The Master Plan: Himmler's Scholars and the Holocaust by Heather Pringle
|The Master Plan: Himmler's Scholars and the Holocaust by Heather Pringle|
|Reviewer: Jill Murphy|
|Summary: The Master Plan is meticulously researched, interesting, well-written and accessible. In conclusion, however, Pringle seems to advocate retribution over building for the future and the book lacks even a nod toward thinking about how politics should deal with current scientific research on biological determinism. One for the WWII scholar perhaps, but it has little to add for the rest of us.|
|Buy? No||Borrow? Maybe|
|Pages: 480||Date: November 2006|
Heinrich Himmler is a name that makes one shudder. As chief of the SS, he was one of the most influential figures in the Third Reich and the chief architect of the Final Solution. He didn't have much use for Christianity. Himmler was interested in finding scholarly proof of Aryan superiority. To that end, he created the Ahnenerbe, an academic think-tank instructed to follow every lead that could hope to create a scientific basis for the political opinions the Nazis held about race. The Ahnenerbe was given palatial offices, laboratories and a seemingly bottomless purse. It employed not only Germany's best scholars, but a rag tag bunch of fantasists, adventurers and opportunists.
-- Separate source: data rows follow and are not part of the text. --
PR #3155, opened 2024-12-24
CB-6051 ability to download drivers

yagudin10:


sergeyteleshev (approved):

webapp/packages/plugin-connection-custom/src/DriverSelector/Driver.module.css
```diff
@@ -5,8 +5,24 @@
...
   max-height: 24px;
-};
+}
+
+.indicator {
+  position: absolute;
+  bottom: 2px;
+  right: 0;
+  width: 12px;
+  height: 12px;
```
sergeyteleshev: may be we need a bit more larger icon? this one seems too small for me
image

SychevAndrey: Yep, If we expect users to hover over that icon, it's better to have it at least 14px or 16px. [WCAG recommends minimum 24px](https://www.w3.org/WAI/WCAG22/Understanding/target-size-minimum.html), however in our case it's not a button and maybe not so critical, so we can make it smaller.
And I personally would place it on top. For users it will make more sense in terms of catching their attention since such approach is commonly used among many applications for different type of notifications.

SychevAndrey: Actually, I have a better Idea. Why don't we just make the whole driver icon hoverable? I assume this is how it should work. Icon itself doesn't need to be a target

sergeyteleshev (approved):

webapp/packages/plugin-connections/src/ConnectionForm/Options/Options.tsx
```diff
@@ -187,7 +191,12 @@ export const Options: TabContainerPanelComponent<IConnectionFormProps> = observe
                 tiny
                 fill
               >
-                {translate('connections_connection_driver')}
+                <Flex gap="xs">
+                  {isAdmin && !driver?.driverInstalled && (
+                    <IconOrImage icon="/icons/info_icon_sm.svg" title={translate('plugin_connections_connection_driver_not_installed')} />
+                  )}
+                  {translate('connections_connection_driver')}
+                </Flex>
```
Wroud, line 205: Do we display uninstalled drivers in the list of available drivers? What will happen if I create a connection for such a driver?

sergeyteleshev (approved):

Wroud (changes requested):
please don't show uninstalled drivers in the list for not administrator users

Wroud (approved):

Before the outbreak of war, the Ahnenerbe financed field trips to Scandinavia to investigate cave paintings, to Asia to conduct "racial measurements". It collected folk tales, runic symbols, specimens and did a little spying along the way. During the war, it pillaged artifacts and treasures, and commissioned some of the most appalling of the concentration camp medical experiments. As we all know now, the science wasn't science at all. It was, on an intellectual level, asinine, suppressing inconvenient conclusions and presenting the rest in a twisted miasma of propaganda. On a moral level, it produced a level of human suffering on an unimaginable scale.
Heather Pringle has produced an awesomely researched book about the Ahnenerbe. It's a real belt and braces job. The Nazi regime isn't the only horrific regime in history, but its cool organisation and the industrialisation of its horrors has never been matched. Pringle brings this across wonderfully in a book that is never dry and is always accessible. In this sense, it's a great piece of work.
However - and there are a few howevers - I do wonder what The Master Plan has to offer that is new. We know about the Holocaust. We know about the ludicrous science the Nazis used to justify it. We know about the looting of treasure. We know about the sadistic SS leader, Heinrich Himmler. We know it all only too well. I don't say that such a thing can ever be done to death, but I do think that sixty years on, historians should be bringing something new to the subject or choosing a different one. During those sixty years, science has moved on. Biological determinism isn't the laughable area of scientific enquiry that it once was. It seems that nature has more influence than nurture after all. Nazi science may have been ludicrous, but biological determinism isn't. Where does that leave us? It doesn't leave Pringle anywhere. She doesn't address it at all. I think it desperately needs addressing. If we are determined by our genes, and if we refuse to address it, where is our defence against extreme right wing politics in the future? Neo Nazis could hijack science that is not faulty at all, and that, to me, is a terrifying thought.
Pringle also spends a final chapter railing against the tiny number of German scientists who were actually prosecuted after the war. Again, sixty years on, I don't find it helpful. Worrying about nonagenarian war criminals enjoying relatively comfortable retirements doesn't move us on, doesn't address the future. I think studies of the past need to address the future if they are to be of real value.
The Master Plan is an admirable book, despite my criticisms. I'm all for accessible historical texts and this is a great example. It's complicated but readable, academic but interesting, and we really should never forget the crimes of the Third Reich. I recommend it to WWII buffs who want to add reliable detail to their knowledge, or to those who are very new to the subject. For the rest of us though, I fear it has little of real use to add to the huge volume of work on these detestable people that has already been published.